Transposon expression kinetics in Dnmt3L-/- developing testes [RNA-seq]. Mus musculus

We examined the kinetics of production of mRNAs and small RNAs derived from transposable elements during mouse spermatogenesis, in whole gonads of wildtype and DNA methylation-deficient males (Dnmt3L and Miwi2 mutants). We found that in absence of DNA methylation, transposon reactivation is not constitutive but rather occurs in a class- and development-specific manner : both the intensity of reactivation and the number of reactivated transposon classes increased as germ cells progress in meiosis. Moreover, we observed that transposon silencing before meiosis is not due to increased cleavage by the piRNA machinery. In contrast, the burst of transposon transcripts occurring at meiosis in the absence of DNA methylation serve as substrates for increased piRNA production Overall design: Six whole testis samples were analyzed, corresponding to three time points (16.5dpc, 10dpp and 20dpp) each for Dnamt3L-/- animals and control littermates. For 16.5dpc, testes from 7/8 mice were pooled per genotype. For the other stages, three mice were pooled per genotype.

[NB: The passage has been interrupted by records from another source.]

PR #3875, opened 2023-04-17
Improve message when sdk constraint is not null-safety enabled

sigurdm:
Trying to be less convoluted, and avoiding suggestions that are not really helpful.


mit-mit (approved):
Thanks!

Issue #3874, opened 2023-04-14
dart pub outdated shows invalid message when pubspec.lock contains a retracted version of a package


maRci002:
https://pub.dev/packages/shared_preferences_android/versions has a retraced version: [2.1.1](https://pub.dev/packages/shared_preferences_android/versions/2.1.1)

`pubspec.lock`

```
  shared_preferences_android:
    dependency: transitive
    description:
      name: shared_preferences_android
      sha256: "1bc5d734b109c327b922b0891b41fc51483ccbd53c0d19952b7e230349a5d90b"
      url: "https://pub.dev"
    source: hosted
    version: "2.1.1"
```

Running `dart pub outdated` / `flutter pub outdated`:

```
Showing outdated packages.
[*] indicates versions that are not the latest available.              
                                                                       
Package Name                Current   Upgradable  Resolvable  Latest   
                                                                       
direct dependencies:                                                   
collection                  *1.17.0   *1.17.0     *1.17.0     1.17.1   
intl                        *0.17.0   *0.17.0     *0.17.0     0.18.0   
                                                                       
dev_dependencies: all up-to-date.                                      

transitive dependencies:   
async                       *2.10.0   *2.10.0     *2.10.0     2.11.0
characters                  *1.2.1    *1.2.1      *1.2.1      1.3.0
js                          *0.6.5    *0.6.5      *0.6.5      0.6.7
matcher                     *0.12.13  *0.12.13    *0.12.13    0.12.15
material_color_utilities    *0.2.0    *0.2.0      *0.2.0      0.3.0
meta                        *1.8.0    *1.8.0      *1.8.0      1.9.1
path                        *1.8.2    *1.8.2      *1.8.2      1.8.3
shared_preferences_android  *2.1.1    2.1.0       2.1.0       2.1.0
source_span                 *1.9.1    *1.9.1      *1.9.1      1.10.0
test_api                    *0.4.16   *0.4.16     *0.4.16     0.5.1
win32                       *3.1.4    *3.1.4      *3.1.4      4.1.3

transitive dev_dependencies:
cli_util                    *0.3.5    *0.3.5      *0.3.5      0.4.0
pub_updater                 *0.2.4    *0.2.4      *0.2.4      0.3.0

1 upgradable dependency is locked (in pubspec.lock) to an older version.
To update it, use `dart pub upgrade`.
```

When running `dart pub upgrade` nothing happens.

arftylmz:
same issue

[...]

PR #3879, opened 2023-04-17
Allow `dart upgrade` to downgrade away from retracted version.

sigurdm:
This is by considering retracted versions last when resolving.

Attempt at solving one part of https://github.com/dart-lang/pub/issues/3874

### DIFF
--- a/lib/src/solver/package_lister.dart
+++ b/lib/src/solver/package_lister.dart
@@ -166,7 +166,20 @@ class PackageLister {
     // non-prerelease version if one exists, or the latest prerelease version
     // otherwise.
     PackageId? bestPrerelease;
-    for (var id in _isDowngrade ? versions : versions.reversed) {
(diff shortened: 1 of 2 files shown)


lib/src/solver/package_lister.dart
```diff
@@ -166,7 +166,20 @@ class PackageLister {
...
+    // We want `dart pub upgrade` to avoid that version, even if it means
+    // downgrading.
+    if (_allowedRetractedVersion != null) {
+      for (var i = 0; i < ordered.length; i++) {
+        if (ordered[i].version == _allowedRetractedVersion) {
+          final retracted = ordered.removeAt(i);
+          ordered.add(retracted);
+        }
+      }
+    }
```
jonasfj, line 181: This is a local priority in the solver, not a real priority.

I'm not sure this is a good idea.

sigurdm:
We decided not to do this.

Instead we'll fix outdated, so it calculates Upgradable with the current lock-file

Issue #3901, opened 2023-05-01
dart pub publish --skip-validation


jonasfj:
Let's add a `--skip-validation` so that people can side step validations, should they cause issues for the user. At the end of the day you can side-step checks using a different SDK version or by modifying the SDK. The only thing that can really reject a package is the server.

```
dart pub publish --help
Publish the current package to pub.dev.

Usage: dart pub publish [options]
-h, --help               Print this usage information.
-n, --dry-run            Validate but do not publish the package.
-f, --force              Publish without confirmation if there are no errors.
    --skip-validation    Publish without validation (this will ignore errors).
-C, --directory=<dir>    Run this in the directory<dir>.

Run "dart help" to see global options.
See https://dart.dev/tools/pub/cmd/pub-lish for detailed documentation.
```

PR #3904, opened 2023-05-01
Flag `pub publish --skip-validation` to publish without resolution and validation

sigurdm:
An escape-hook if we have mistakes in our validations.

Fixes https://github.com/dart-lang/pub/issues/3901

### DIFF
--- a/lib/src/command/lish.dart
+++ b/lib/src/command/lish.dart
@@ -66,6 +66,8 @@ class LishCommand extends PubCommand {
   /// Whether the publish requires confirmation.
   bool get force => argResults['force'];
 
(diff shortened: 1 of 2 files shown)


lib/src/command/lish.dart
```diff
@@ -251,7 +257,13 @@ the \$PUB_HOSTED_URL environment variable.''',
           'pubspec.');
     }
 
-    await entrypoint.acquireDependencies(SolveType.get, analytics: analytics);
+    if (!argResults['skip-validation']) {
```
jonasfj, line 260: Maybe do a getter for `argResult['skip-validation']`

jonasfj (approved):

Issue #3907, opened 2023-05-04
Give resolution hint when a package is pinned by flutter.


sigurdm:
* “package:foo is pinned by Flutter; see [github.com/dart-lang/foo/issues](http://github.com/dart-lang/foo/issues) for possible solutions”
* “package:foo is pinned by Flutter; see flutter.dev/pinned-packages for possible solutions”
* “ …; see pub.dev/flutter-pinned-packages for possible solutions”

PR #3914, opened 2023-05-11
Hint when pinned by flutter

sigurdm:
Fix of: https://github.com/dart-lang/pub/issues/3907

### DIFF
--- a/lib/src/solver/incompatibility_cause.dart
+++ b/lib/src/solver/incompatibility_cause.dart
@@ -51,7 +51,7 @@ class DependencyIncompatibilityCause extends IncompatibilityCause {
       if (targetConstraint is Version) {
         return '''
 Note: ${target.name} is pinned to version $targetConstraint by ${depender.name} from the ${dependerDescription.sdk} SDK.
-See https://dart.dev/go/version-pinning for details.
+See https://dart.dev/go/sdk-version-pinning for details.
 ''';
       }
     }
--- a/lib/src/solver/incompatibility_cause.dart
+++ b/lib/src/solver/incompatibility_cause.dart
@@ -13,7 +13,7 @@ import 'incompatibility.dart';
 
 /// The reason an [Incompatibility]'s terms are incompatible.
 sealed class IncompatibilityCause {
-  IncompatibilityCause();
+  const IncompatibilityCause();
 
   /// Human readable notice / information providing context for this
   /// incompatibility.
@@ -33,7 +33,9 @@ sealed class IncompatibilityCause {
 
 /// The incompatibility represents the requirement that the root package
 /// exists.
-class RootIncompatibilityCause extends IncompatibilityCause {}
+class RootIncompatibilityCause extends IncompatibilityCause {
+  const RootIncompatibilityCause();
+}
 
 /// The incompatibility represents a package's dependency.
 class DependencyIncompatibilityCause extends IncompatibilityCause {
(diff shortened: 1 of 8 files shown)


lib/src/solver/incompatibility_cause.dart
```diff
@@ -43,6 +31,39 @@ abstract class IncompatibilityCause {
...
+
+  @override
+  String? get notice {
+    final dependerDescription = depender.description;
+    if (dependerDescription is SdkDescription) {
+      final targetConstraint = target.constraint;
+      if (targetConstraint is Version) {
+        return '''
+Note: ${target.name} is pinned to version $targetConstraint by ${depender.name} from the ${dependerDescription.sdk} SDK.
+See https://dart.dev/go/version-pinning for details.
```
devoncarew, line 52: 🎉 - very cool!

lib/src/solver/incompatibility_cause.dart
```diff
@@ -6,26 +6,14 @@ import 'package:pub_semver/pub_semver.dart';
...
-  static const IncompatibilityCause dependency = _Cause('dependency');
-
-  /// The incompatibility indicates that the package has no versions that match
-  /// the given constraint.
-  static const IncompatibilityCause noVersions = _Cause('no versions');
-
-  /// The incompatibility indicates that the package has an unknown source.
-  static const IncompatibilityCause unknownSource = _Cause('unknown source');
+sealed class IncompatibilityCause {
+  IncompatibilityCause();
```
jonasfj, line 16:
```suggestion
```
do we need the constructor?

lib/src/solver/incompatibility_cause.dart
```diff
@@ -6,26 +6,14 @@ import 'package:pub_semver/pub_semver.dart';
...
```
jonasfj, line 17: We could still do:
```suggestion
  static const IncompatibilityCause root = RootIncompatibilityCause();
```

Then we won't need to refactor the code, and we won't need to create instances for must of them, we can just keep these singletons.

Sure, `DependencyIncompatibilityCause` will have to be special.

lib/src/solver/incompatibility_cause.dart
```diff
@@ -43,6 +31,39 @@ abstract class IncompatibilityCause {
   String? get hint => null;
 }
 
+/// The incompatibility represents the requirement that the root package
+/// exists.
+class RootIncompatibilityCause extends IncompatibilityCause {}
```
jonasfj, line 36: Unless we think someone should implement the class, then shouldn't we put final on them?
```suggestion
final class RootIncompatibilityCause extends IncompatibilityCause {}
```

We probably should sprinkle `final` on as many classes as possible in a separate PR.

lib/src/solver/incompatibility_cause.dart
jonasfj, line 52: Is this specific to dependencies pinned by SDK packages?
```suggestion
See https://dart.dev/go/sdk-version-pinning for details.
```

jonasfj, line 52: Is this specific to dependencies pinned by SDK packages?
```suggestion
See https://dart.dev/go/sdk-version-pinning for details.
```

lib/src/solver/incompatibility_cause.dart
sigurdm: Hmm, I think it matters very little until we export them.

lib/src/solver/incompatibility_cause.dart
sigurdm: I like the checks of the cause to be type-checks anyway instead of equality checks. Potentially there are places where we can have exhaustive switches on the causes.

If we want to keep a singleton around... maybe... I think it is an insignificant optimization in this case.

lib/src/solver/incompatibility_cause.dart
sigurdm: Now I made it const

jonasfj (approved):

devoncarew:
🎉 !

@sigurdm - do you mind pasting in some example text from an error? Or, would it be substantially similar to:

```
Note: tool is pinned to version 1.0.0 by flutter_foo from the flutter SDK.
```

sigurdm:
Here is output of the first test case:
```
$ pub get
Resolving dependencies...
Note: tool is pinned to version 1.0.0 by flutter_foo from the flutter SDK.
See https://dart.dev/go/sdk-version-pinning for details.

Because every version of flutter_foo from sdk depends on tool 1.0.0 and every version of bar depends on tool ^2.0.0, flutter_foo from sdk is incompatible with bar.
So, because myapp depends on both bar any and flutter_foo from sdk, version solving failed.
```

PR #3921, opened 2023-05-16
Warn about presence of legacy cache

sigurdm:
Fixes: https://github.com/dart-lang/sdk/issues/52386

### DIFF
--- a/lib/src/system_cache.dart
+++ b/lib/src/system_cache.dart
@@ -327,35 +327,36 @@ Consider setting the `PUB_CACHE` variable manually.
 
     final appData = Platform.environment['APPDATA'];
     if (appData == null) return;
-    final oldCacheLocation = p.join(appData, 'Pub', 'Cache');
-    final oldCacheDeprecatedFile = p.join(oldCacheLocation, 'DEPRECATED.md');
-    final stat = tryStatFile(oldCacheDeprecatedFile);
+    final legacyCacheLocation = p.join(appData, 'Pub', 'Cache');
+    final legacyCacheDeprecatedFile =
+        p.join(legacyCacheLocation, 'DEPRECATED.md');
+    final stat = tryStatFile(legacyCacheDeprecatedFile);
     if (stat != null) {
       log.fine('''
 ${DateTime.now().difference(stat.changed) > Duration(days: 7)} ${stat.changed}'''); // XXX remove
     }
     log.fine('''
-${dirExists(oldCacheLocation)}'''); // XXX remove
+${dirExists(legacyCacheLocation)}'''); // XXX remove
     if ((stat == null ||
             DateTime.now().difference(stat.changed) > Duration(days: 7)) &&
-        dirExists(oldCacheLocation)) {
+        dirExists(legacyCacheLocation)) {
       log.warning('''
-Found a legacy pub cache at $oldCacheLocation. Pub is using $defaultDir.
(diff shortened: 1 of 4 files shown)


lib/src/system_cache.dart
```diff
@@ -303,7 +303,58 @@ Consider setting the `PUB_CACHE` variable manually.
...
+      log.warning('''
+Found a legacy Pub cache at $legacyCacheLocation. Pub is using $defaultDir.
+
+Consider deleting the legacy cache.
+
+See https://dart.dev/resources/dart-3-migration#other-tools-changes for details.
+''');
+      try {
+        writeTextFile(legacyCacheDeprecatedFile, '''
+This pub cache is no longer used by recent Dart/Flutter releases.
```
jonasfj, line 346:
```suggestion
As of Dart 3 this pub cache is no longer used by recent Dart/Flutter releases.
```

lib/src/system_cache.dart
```diff
@@ -303,7 +303,58 @@ Consider setting the `PUB_CACHE` variable manually.
...
+
+Consider deleting it.
```
jonasfj, line 348:
```suggestion
Consider deleting it, if you are not using Dart versions earlier than 2.8.0.
```

lib/src/system_cache.dart
```diff
@@ -303,7 +303,58 @@ Consider setting the `PUB_CACHE` variable manually.
...
+  }
+
+  /// Check for the presence of a cache at the legacy location
+  /// `%APPDATA$\Pub\Cache`.
+  ///
+  /// If it is present, give a warning and write a DEPRECATED.md in that cache.
+  ///
+  /// If DEPRECATED.md is less than 7 days old, we don't repeat the warning.
+  void _checkOldCacheLocation() {
+    if (!Platform.isWindows) return;
```
jonasfj, line 326: I think we should leave ourselves an explanation of why we did this, so that we can remember it in the future.
```suggestion
    // Background:
    // Prior to Dart 2.8 the default location for the PUB_CACHE on Windows was:
    //   %APPDATA%\Pub\Cache
    //
    // Start Dart 2.8 pub started migrating the default PUB_CACHE location to:
    //   %LOCALAPPDATA%\Pub\Cache
    // That is:
    //  * If a pub-cache existed in `%LOCALAPPDATA%\Pub\Cache` then it
    //    would be used.
    //  * If a pub-cache existed in `%APPDATA%\Pub\Cache` then it would be
    //    used, unless a pub-cache in `%LOCALAPPDATA%\Pub\Cache` had been found.
    //  * If no pub-cache was found, a new empty pub-cache was created in
    //    `%LOCALAPPDATA%\Pub\Cache`.
    //
    // Starting in Dart 3.0 pub will no-longer look for a pub-cache in
    // `%APPDATA%\Pub\Cache`. Instead it will always use the new location,
    // `%LOCALAPPDATA%\Pub\Cache`, as default PUB_CACHE location.
    //
    // Using `%APPDATA%` caused the pub-cache to be copied with the user-profile,
    // when using a networked Windows setup where users can login on multiple
    // machines. This is undesirable because you are moving a lot of bytes over
    // the network and onto whatever servers are storing the user profiles.
    //
    // Thus, we migrated to storing the pub-cache in `%LOCALAPPDATA%`.
    // And finished the migration in Dart 3 to keep things simple.
    if (!Platform.isWindows) return;
```

jonasfj (approved):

我们对小鼠精子发生过程中，野生型与DNA甲基化缺陷型（Dnmt3L及Miwi2突变体）雄性个体的全性腺中，源自转座因子的信使RNA（mRNA）与小RNA的产生动力学开展了分析。 研究发现，在DNA甲基化缺失的条件下，转座子激活并非组成型发生，而是以类别及发育阶段特异性的方式进行：随着生殖细胞进入减数分裂进程，转座子激活的强度与被激活的转座子类别数量均显著提升。 此外，我们观察到减数分裂前的转座子沉默并非由piRNA（Piwi-interacting RNA）机制介导的切割增强所导致。与之相反，DNA甲基化缺失时减数分裂阶段出现的转座子转录本爆发，可作为piRNA生成增强的底物。 整体实验设计：共分析6份全睾丸样本，对应3个时间点（胚胎期16.5天（16.5dpc）、产后10天（10dpp）及产后20天（20dpp）），分别用于Dnmt3L-/-突变体动物及其同窝野生型对照。其中，16.5dpc时间点的样本为每个基因型混合7~8只小鼠的睾丸；其余阶段的样本则为每个基因型混合3只小鼠的睾丸。